I could post here now, and state why I think the readers here are supporting Obama and I can only imagine what the response would be!
Many of the things I may say would in fact, be 'true', many of the reasons would be pure conjecture, based what I have read here, others would drawn from other sources, etc...you get my meaning? But I would be apprehensive to do so, because deep in my heart I know that it is wrong and unfair for me to tell people here that I know what is in their minds and hearts.
Heck, I can't even say that about my own husband some of the time!
So, what ultimately bothers me about Obama's comments is the lack of humility with which they were stated, as well as the fact that they were stated at all. Same thing about the "race speech." He may have been right about some things, wrong about others and I can bet that we would disgaree on what was 'true' in that speech.
Frankly, I would have said, "That's a really good question. I have some ideas about that, but at the end of the day, each person has their own story to tell, and their own set of reasons. I can only truly talk about myself, what I feel, what I believe to be right and wrong, what I propose, and how I will lead. I am confident in myself and my ideas, and I have confidence in the voters to make the right choice."
So, enough about hearing about what Obama thinks he knows about 'us', because he will never get it completely right! I want to hear what he thinks about himself.
Also, for me, an apology and a little humility would go a long way.
Fenty and Booker? The Newest race hustlers? Where did you get that from?
Fenty, well the jury was out on him as far as I was concerened, when he sat on City Council.
But Booker? Have you ever lived in Newark? Do you know the wholesale shennanigans that were used to intimidate government employees during the James administration and both times Booker ran against him? Do you know the fundemental brokeness that he has inherited in a city that is broke, where land has been sold to James cronies at such a steep discount with no due diligence that now the city is mired in a suit to try and recoup the losses.
I'd like to know how folks come to conclusions like that, when the real hustlers are the current mayors of Memphis and Detroit just to name a few.
anyhow what we patriots have to understand is obama represents a test of our country's racial identity. i would like to pass the test. it sounds like you want to fail. that's cool. you have your vote. we will confirm our racist national identity if he loses. how is that gonna make things better? show some patriotism. or maybe you don't care about our national identity? you need to apologise to obama for your annoying unpatriotic postsposts
Unpatriotic?
Your perspective, ideology, values and beliefs make you comfortable being an Obama supporter.

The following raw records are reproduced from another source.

PR #244, opened 2019-07-19
Follow-up to PR #237

magiconair:
* Requests must not have a request header since it will be set by the library
* namespace ids can be uint16
* naming and formatting

See #236
See #237

### DIFF
--- a/examples/translate/translate.go
+++ b/examples/translate/translate.go
@@ -18,8 +18,8 @@ import (
 
 func main() {
 	endpoint := flag.String("endpoint", "opc.tcp://localhost:4840", "OPC UA Endpoint URL")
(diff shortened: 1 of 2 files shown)


magiconair:
@sdghchj I've missed some things in #237 like the `RequestHeader` which should not be there and the `uint16` namespace id. I've also cleaned up the naming and formatting. Can you check whether this is still OK?

sdghchj:
> @sdghchj I've missed some things in #237 like the `RequestHeader` which should not be there and the `uint16` namespace id. I've also cleaned up the naming and formatting. Can you check whether this is still OK?

@magiconair yes, you're right , my mistake, it ok.

magiconair:
Thank you.

PR #212, opened 2019-12-10
mrc-1203 Show modal to user when state is reset on load

EmmaLRussell:


src/app/static/src/app/store/root/actions.ts
```diff
@@ -22,6 +22,7 @@ export const actions: ActionTree<RootState, RootState> & RootActions = {
                 dispatch("surveyAndProgram/deleteAll")
             ]);
             commit({type: "Reset"});
+            commit({type: "load/LoadFailed", payload: {detail: "State is invalid. Resetting all steps."}});
```
hillalex: "State" and "resetting" are more our words than user facing ones. How about just "This file could not be loaded. Taking you back to step 1."

Maybe also "Please contact support..."?

I reckon we should also ditch the "Failed to load state." message in the modal, we already have "Load Error" as a title (and again I don't think "state" is meaningful to the user.)

src/app/static/src/app/components/UserHeader.vue
```diff
@@ -113,7 +113,7 @@
         computed: {
             ...mapStateProps<LoadState, keyof LoadComputed>("load", {
                 hasError: state => state.loadingState==LoadingState.LoadFailed,
-                loadError: state => state.loadError
+                loadError: state => state.loadError && state.loadError.detail
```
hillalex: One of the other ways this error gets populated is if the checksum doesn't match, in which case looks like a string gets committed as the `loadError` at the moment so won't have a `detail` property, should be changed to an error object: https://github.com/mrc-ide/hint/blob/master/src/app/static/src/app/store/load/actions.ts#L34

src/app/static/src/app/store/root/actions.ts
EmmaLRussell: Since the other ticket I'm working on will potentially rescue some valid steps, I might make it something even more generic, "There was a problem loading your data. Some data may have been invalid. Please contact support etc.."

PR #213, opened 2019-12-10
mrc-1190 pass language accept header to API

hillalex:
This won't do anything yet because the back-end isn't there, but pass the `Accept-Language` header on every POST and GET request.

### DIFF
--- a/src/app/static/src/app/store/password/password.ts
+++ b/src/app/static/src/app/store/password/password.ts
@@ -1,6 +1,8 @@
 import {Error} from "../../generated";
+import {TranslatableState} from "../../root";
+import {Language} from "../translations/locales";
 
-export interface PasswordState {
+export interface PasswordState extends TranslatableState {
     resetLinkRequested: boolean
     requestResetLinkError: Error | null
     passwordWasReset: boolean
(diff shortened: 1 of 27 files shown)


src/app/static/src/app/store/password/password.ts
```diff
@@ -1,13 +1,16 @@
...
-export interface PasswordState {
+export interface PasswordState extends TranslatableState {
     resetLinkRequested: boolean
     requestResetLinkError: Error | null
     passwordWasReset: boolean
     resetPasswordError: Error | null
 }
 
 export const initialPasswordState: PasswordState = {
+    language: Language.en,
```
hillalex: So that the password app can use the same api client as the main app, it needs to have this language property as well. There's currently no way to change this of course for the password pages, but we could make the `LanguageMenu` component re-usable and have it on the password pages as well?

src/app/static/src/tests/apiService.test.ts
```diff
@@ -279,9 +282,42 @@ describe("ApiService", () => {
         expect(warnings[1][0]).toBe("No success handler registered for request /baseline/.");
     });
 
+    it("passes language header on get", async () => {
```
hillalex: Testing that we're passing the `Accept-Language` header but can't write an integration test yet because the backend isn't there.

src/app/static/src/app/store/password/password.ts
EmmaLRussell: Makes sense..

PR #215, opened 2019-12-11
mrc-1234 HINT translations

hillalex:
Adds mechanism for translating all HINT originating errors. All `HintException` instances should now have a key rather than a message, that gets translated in the `ExceptionHandler`. All SpringBoot MVC errors will be returned with the unexpected error message (translated) but their original message (untranslated, because we aren't in control of these) will be added to the error object's `trace` field.


src/app/src/main/kotlin/org/imperial/mrc/hint/controllers/PasswordController.kt
```diff
@@ -51,9 +51,13 @@ class PasswordController(private val userLogic: UserLogic,
     @ResponseBody
     @Throws(TokenException::class)
     fun postResetPassword(@RequestParam("token") token: String,
-                          @RequestParam("password") @Size(min = 6, message = "Password must be at least 6 characters long")
+                          @RequestParam("password")
                           password: String): String {
-        val user = oneTimeTokenManager.validateToken(token) ?: throw TokenException("Token is not valid")
+        if (password.length < 6) {
+            throw HintException("invalidPasswordLength", HttpStatus.BAD_REQUEST)
```
hillalex: I changed this over as it makes the `ExceptionHandler` simpler (https://github.com/mrc-ide/hint/pull/215/files#diff-2a06c226eeb55efc9a48ced0a230f53bL41) and also removes that `postResetPassword.password` prefix on the error message https://github.com/mrc-ide/hint/pull/215/files#diff-fdb106bec0ed7f070cacea437a573925L108

src/app/src/main/kotlin/org/imperial/mrc/hint/exceptions/ExceptionHandler.kt
```diff
@@ -14,48 +13,70 @@ import org.springframework.web.bind.annotation.ControllerAdvice
...
+                appProperties.supportEmail
+        )
+        message = formatter.format(messageArguments)
+
+        val originalMessage = if (!e.message.isNullOrEmpty()) {
+            listOf(e.message!!)
+        } else {
+            null
+        }
+        return ErrorDetail(status, message, originalMessage)
```
hillalex: Using the `trace` field here to return the original error message, e.g. "no handler found" etc. It's not actually the trace of course...

src/app/src/main/kotlin/org/imperial/mrc/hint/models/Response.kt
```diff
@@ -21,4 +22,6 @@ data class ErrorResponse(val errors: List<ErrorDetail>) {
     val data = mapOf<Any, Any>()
     val status = "failure"
 }
-fun ErrorResponse.toJsonString() = ObjectMapper().writeValueAsString(this)
+fun ErrorResponse.toJsonString() = ObjectMapper().apply {
+    setSerializationInclusion(JsonInclude.Include.NON_NULL)
```
hillalex: So that `trace` doesn't get serilalised if its null

src/app/src/main/kotlin/org/imperial/mrc/hint/exceptions/ExceptionHandler.kt
```diff
@@ -14,48 +13,77 @@ import org.springframework.web.bind.annotation.ControllerAdvice
...
+        // so do not pass the original error message here
+        return unexpectedError(HttpStatus.INTERNAL_SERVER_ERROR, request)
+    }
+    
     @ExceptionHandler(HintException::class)
-    protected fun handleHintException(e: HintException): ResponseEntity<Any> {
+    protected fun handleHintException(e: HintException, request: WebRequest): ResponseEntity<Any> {
         logger.error(e.message)
-        return ErrorDetail(e.httpStatus, e.message!!).toResponseEntity()
+        return translatedError(e.message!!, e.httpStatus, request)
```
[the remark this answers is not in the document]
hillalex: Yeah good shout. "message" could just be null, or it could be something like "error with key: {key}".

hillalex:
> Could the keys be more strongly typed, like they are in the front end? Probably not easily since it's tied into the ResourceBundle which is loaded at runtime. Could inherit from ResourceBundle with properties linked to the string keys in the class. Again, not sure it's worth it, particularly since all the translations are well tested...
> 
> Code coverage is moaning, I think about the UnexpectedError path where there's no default originalMessage, and where translation falls back to returning the key if it isn't the bundle.

Ah thanks, I couldn't spot what codecov was complaining about! Yeah I thought about having an enum or something for keys, but given we'd still have to keep it manually in sync with the ResourceBundle didn't seem like it would add much - having every error message under test (as I believe they are) would still be needed.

I don't have as much in common. I don't have that level of comfort.
If I truly felt that Obama is a candidate who would in some way represent me, he would get my vote.
Honestly, I am undecided.
Are you asking me to put aside my perspective, ideology, values and beliefs in order to pass some fabricated test that will, in your eyes, if I do not vote for Obama, label me unpatriotic and racist?
I think that your premise, will become an argument for Obama's election, but it is unfortunate.
It might even create a blacklash, among those who value freedom and do not appreciate being manipulated.
Before debating on this subject, you need to arm yourself with the facts surrounding the statements.
The statements were made to a group that was about to go out on the ground in Pennslyvania to register voters. They asked him what to expect and he told them the truth.
I wasn't suggesting that James wasn't a race hustler. But Blacks who pander to whites are no more useful than Blacks who pander to Blacks. I don't think Booker is any more useful than James, with his voucher speak and other right leaning ideas that are useless to Black folk.
And Fenty...come on...
Ford to..
These guys fall into the "look at me White people I'm not like those other Negroes."
One race hustler is just as bad as the next.